Il pamphlet veloce, che va a ruba a Parigi e non è stato ancora tradotto in Italia, non è un trattato di sociologia, bensì un’ introduzione politica engagée alla nostra nuova società del sacrificio. Il vecchio capitalismo era ancora fondato sulla produzione, l’«ipercapitalismo» -, concetto coniato dall’autore, è un modo di distruzione. Svuota, chiude, licenzia. Si fonda sull’«hypertravail» (l’iperlavoro): un doppio modo di sfruttamento totale, dove il consumatore accetta di lavorare per il venditore, per poi comprare la merce; cioè, regala due volte il valore della merce, in cambio di nulla. Un sistema che vende un’immaginario a quello che immagina, nella scia delle scoperte di Guy Debord sulla società dello spettacolo, a cui questo libro è ispirato. Il surlavoro diventa in questo sistema l’unica chance di «esistere» perché unico modo di accedere all’«iperreale».
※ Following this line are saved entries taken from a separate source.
PR #7068, opened 2021-06-29
Fix resolving a subdossier when filing_number feature is enabled.

phgross:
When resolving a subdossier via API on a GEVER with enabled filing_number feature, the filing_number information was wrongly enforced. However, this should only be the case when closing a main dossier.

Fixes https://sentry.4teamwork.ch/organizations/sentry/issues/75815/?project=-1&query=is%3Aunresolved+error_log_id%3A1624881505.230.688737328325&statsPeriod=14d

## Checklist

- [x] Changelog entry

### DIFF
--- a/changes/CA-2090.bugfix
+++ b/changes/CA-2090.bugfix
@@ -1,0 +1,1 @@
+Fix resolving a subdossier when filing_number feature is enabled. [phgross]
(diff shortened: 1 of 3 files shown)


njohner (approved):
LGTM

PR #7074, opened 2021-07-05
Include information about the current admin_unit in the config endpoint.

phgross:
Used to display current app information in the gever-ui (see https://4teamwork.atlassian.net/browse/CA-2338).

Currently org_units are not really accessible directly via REST, so the `@id` in the endpoint ist not really an URL - but I think thats not a problem for now.

## Checklist

- [x] Changelog entry

### DIFF
--- a/changes/CA-2338.feature
+++ b/changes/CA-2338.feature
@@ -1,0 +1,1 @@
+Include information about the curren admin_unit in the config endpoint. [phgross]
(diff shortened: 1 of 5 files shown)


deiferni (approved):
LGTM 👍

phgross:
@tinagerber you're right 😅  ... https://github.com/4teamwork/opengever.core/pull/7079

PR #7331, opened 2022-01-13
`@propertysheets` GET: Return same format as POST, instead of JSON schema

lukasgraf:
Use the same custom format that POST requests accept as input for GET responses (and the POST response upon successful creation).

This format, unlike the serialization to a JSON schema, is much more compact, and more importantly, **information-preserving**. For example:

In propertysheet definitions, we distinguish between `texline` and `multiple_choice` (of textline) fields on the field type level. In JSON schema, these both get serialized to a field with a `type` of `string`, but the second has a vocabulary.

Also, by using the same JSON format for serialization and deserialization with the `@propertysheets` endpoint, it will finally follow the behavior that any response it gives, will
- result in the creation of a equivalent sheet if POSTed
- not result in a meaningful modification if sent as a PATCH payload

The JSON schema serialization of a specific propertysheet is instead moved to `@schema/virtual.propertysheet.<sheet_id>`.

## Checklist

- [x] Changelog entry

- API change:
  - [x] API Changelog entry
  - If breaking:
    - [x] api-change label added
        _(deemed unnecessary, propertysheets API was only used internally so far)_
    - [ ] Scrum master is informed _(same)_

### DIFF
--- a/changes/CA-2954-1.feature
+++ b/changes/CA-2954-1.feature
@@ -1,0 +1,1 @@
+Expose propertysheet JSON schemas under `@schema` endpoint. [lgraf]
--- a/changes/CA-2954-2.feature
+++ b/changes/CA-2954-2.feature
@@ -1,0 +1,1 @@
+GET @propertysheets: Return same format as POST, instead of JSON schema. [lgraf]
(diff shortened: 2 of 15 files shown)


njohner (approved):
LGTM!

PR #7332, opened 2022-01-14
Fix file paths in OGG bundles and improve documentation

njohner:
When creating an OGG bundle, the file paths written to the bundle were relative, which led to the files not being found during bundle import (it would require copying the files over into the bundle itself to work).
I've also added an example in the documentation.

For [CA-3289]

## Checklist

- [x] Changelog entry


njohner:
@buchi is that a change that is OK with you? I just realised that currently creating and importing a bundle would not work because of the file paths, except if you copy the files over into the bundle. Maybe this is intentional because of how you do such imports for productive deployments?

buchi:
I would prefer the possibility to specify the base path on import time and still export relative paths. Absolute file paths probably only work if you do the export and import on the same server.

njohner:
Ok I updated so that the path to the files directory can be specified on import time. it defaults to the bundle path.

changes/CA-3289.other
```diff
@@ -0,0 +1 @@
+Make file paths absolute paths in OGG bundles. [njohner]
```
buchi, line 1: The changelog entry still reflects the previous approach.

buchi (approved):
👍🏻 LGTM

njohner:
I don't quite remember what the issue was here, but we had discussed this and found there were issues with that approach. I'll close it

PR #7333, opened 2022-01-16
Add PATCH support for `@propertysheets` endpoint

lukasgraf:
This implements PATCH support for the `@propertysheets` endpoint.

PATCH semantics only apply to the topmost level (assignments and fields) - if either of those keys is omitted, it will be preserved as-is. Omitting a field from the list of fields however will **delete** it. The field list as a whole therefore needs to be modified by the caller, and always be sent in its entirety.

Dynamic defaults also need some special handling for PATCH:

We also allow non-Managers to PATCH propertysheets that contain dynamic defaults (which otherwise may only be set by managers), if those dynamic defaults already existed before and don't get modified by the PATCH request.

This is necessary to allow regular PropertySheetsManagers to allow saving the form with modifications to other things that don't concern the dynamic defaults.

## Checklist

- [x] Changelog entry

- API change:
  - [x] API Changelog entry

### DIFF
--- a/opengever/propertysheets/api/base.py
+++ b/opengever/propertysheets/api/base.py
@@ -1,0 +1,75 @@
+from opengever.propertysheets.metaschema import IPropertySheetDefinition
+from opengever.propertysheets.storage import PropertySheetSchemaStorage
+from plone.restapi.services import Service
+from zExceptions import BadRequest
+from zExceptions import NotFound
+from zope.interface import implementer
+from zope.publisher.interfaces import IPublishTraverse
+
+
+@implementer(IPublishTraverse)
+class PropertySheetLocator(Service):
+    """Locates a propertysheet definition by its sheet_id.
+
+    This is a Service base class for all services that need to look up a
+    propertysheet definition via a /@propertysheets/{sheet_id} style URL.
+
+    It handles
+    - extraction of the {sheet_id} path parameter
+    - error response for incorrect number of path parameters
+    - validation of {sheet_id}
+    - return of a 404 Not Found response if that sheet doesn't exist
+    - retrieval of the respective sheet
+    in a single place so that not every service has to implement this again,
+    and we ensure consistent behavior across all services.
+
+    Because the GET service supports both individual retrieval as well as
+    listing, this needs to be handled here as well.
+    """
+
+    def __init__(self, context, request):
+        super(PropertySheetLocator, self).__init__(context, request)
+        self.params = []
+
+    def publishTraverse(self, request, sheet_id):
+        # Consume any path segments after /@propertysheets as parameters
+        self.params.append(sheet_id)
+        return self
+
+    def get_sheet_id(self):
+        sheet_id_required = getattr(self, 'sheet_id_required')
+
+        if sheet_id_required:
+            if len(self.params) != 1:
+                raise BadRequest(
+                    'Must supply exactly one {sheet_id} path parameter.')
+        else:
+            # We'll accept zero (listing) or one (get by id) params, but not more
+            if len(self.params) > 1:
+                raise BadRequest(
+                    'Must supply either exactly one {sheet_id} path parameter '
+                    'to fetch a specific property sheet, or no parameter for a '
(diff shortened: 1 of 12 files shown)


opengever/propertysheets/tests/test_schema_definition_patch.py
```diff
@@ -0,0 +1,313 @@
...
+            )
+        self.assertDictContainsSubset(
+            {
+                u"message": u"The 'id' of an existing sheet must not be changed.",
+                u"type": u"BadRequest",
+            },
+            browser.json,
+        )
+
+    @unittest.expectedFailure
```
lukasgraf, line 227: This is a test that describes how I wish the system would behave - but it currently doesn't.
Removing a propertysheet field doesn't immediately lead to deletion of old data from objects. So, removing a field and re-adding it *quickly* would preserve existing data.

But as soon as those objects get edited again while the field is temporarily missing, the old data gets overwritten. I'll create a follow up story for this.

njohner: I don't have a strong opinion that data should be preserved.
Something I am wondering on the other hand, is what happens if I patch a choice filed, changing the allowed values and then some objects have a value that is not in the vocabulary anymore?

opengever/propertysheets/api/base.py
```diff
@@ -120,16 +120,30 @@ def validate_fields(self, fields):
...
-            dynamic_defaults = PropertySheetSchemaDefinition.DYNAMIC_DEFAULT_PROPERTIES
-            if any(p in field_data for p in dynamic_defaults):
+            self.validate_dynamic_defaults(field_data, existing_dynamic_defaults)
+
+        return errors
+
+    def validate_dynamic_defaults(self, field_data, existing_dynamic_defaults):
+        """Require Manager role for any kind of dynamic defaults, unless
+        it's a PATCH request and they already existed and didn't get modified.
+        """
```
njohner, line 130: You could start with `if api.user.has_permission('cmf.ManagePortal'): return`. Might be a bit more efficient to check that just once and skip the rest if the user is manager... would also allow to remove the `else` clause below...

njohner (approved):
LGTM

opengever/propertysheets/api/patch.py
```diff
@@ -0,0 +1,87 @@
...
+
+    Syntax:
+
+    PATCH /@propertysheets/question HTTP/1.1
+    {
+        "fields": [{"name": "foo", field_type": "text", "required": true}],
+    }
+    """
+
+    sheet_id_required = False
```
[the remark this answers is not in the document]
lukasgraf: Absolutely. Thanks!

opengever/propertysheets/api/patch.py
```diff
@@ -0,0 +1,87 @@
...
+
+            seen = set()
+            duplicates = []
+            for name in [each["name"] for each in fields]:
+                if name in seen:
+                    duplicates.append(name)
+                seen.add(name)
+            if duplicates:
+                raise BadRequest(
+                    u"Duplicate fields '{}'.".format("', '".join(duplicates))
```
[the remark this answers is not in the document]
lukasgraf: Yes (to both). I think it already gets validated, but was difficult to extract so far. But I'm currently moving that code around anyway with the error handling, and centralising as much as possible, so I might do it in the error handling PR.

opengever/propertysheets/tests/test_schema_definition_patch.py
lukasgraf: Good point. Probably sadness ensues. 😢 
I'll check what exactly happens in this case. What we decided to do for the first case, is to disallow changing the `name` and `field_type` of an existing field in the edit form, by making those read-only in the user-interface.

Potentially this could be handled similarly, by only allowing to add to vocabularies for existing fields, but not remove from them.

opengever/propertysheets/api/base.py
lukasgraf: Good point. I'll change that with the next PR 👍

Nell’ipercapitalismo, la redditività è assoluta, esige da ogni essere di essere assolutamente profittevole, cioè di produrre di tutto ma di costare poco o niente. Smantellato tutto l’apparato produttivo, l’impresa più profittevole è quella che sopprime più salari, opera più licenziamenti e disperazione… Cosa si diventa oggi senza stipendio? Non è il problema del sistema, tutto al più un problema personale, psicologico. L’esistenza non è mai garantita: è insieme fonte del valore dell’oggetto e oggetto di tutte le lotte. Ma una società che inizia per fare coincidere la realtà alle cose inanimate, distruggendola, finisce necessariamente per distruggere la realtà dentro le persone.
Essere suicidario, tra l’altro, non implica necessariamente un passaggio all’atto. La maggioranza dei suicidari, sopravvive in una «vita senza esistenza», ritmata dall’ipersfruttamento. L’ipercapitalismo è ultraliberale, lascia la scelta tra vita ipersfrutatta o l’immolazione, la sua formula tacita è «ognuno è libero di distruggersi».
Il suicido d’altronde è comodo, è un’omicidio senza colpevole, perché la vittima assicura se stessa la propria distruzione. Autorizzate a vivere, sono difatti solo le esistenze assolutamente redditizie, produttori e lavoratori. Cosa fare allora degli operai, dei disoccupati, dei poveri, di quelli che non possono più consumare? Perché non farne, si chiede Galibert, dei suicidati? Dietro l’apparente insostenibilità delle domande, il filosofo denuncia il cinismo totale dell’ipercapitalismo che opera «un triage selettivo tra le esistenze che consacreranno la loro esistenza all’iperlavoro, e quelle che saranno distrutte».
In prospettiva storica, questa nuova fase del capitalismo dove il suicidio è il modo di selezione ideale, apre ad una fase di obbedienza assoluta: «la prima obbedienza assoluta dal periodo della schiavitù : obbedire a tutto o morire» . Per questo motivo l’indignazione è l’esatto contrario del suicidio. L’unica via per uscire da una società suicidatrice, come richiama Galibert: la rivolta collettiva, planetaria e nonviolenta, non a caso vera bestia nera del ipercapitalismo.
L’analisi, per certi tratti violenta, è intelligente e acutissima. Eppure, manca una riflessione sugli aspetti più profondi e invisibili di questa crisi antropologica di dimensione storica. Perché l’identità umana cede di fronte ad una semplice perdita del lavoro? E la rivolta non è forse meglio dell’autodistruzione?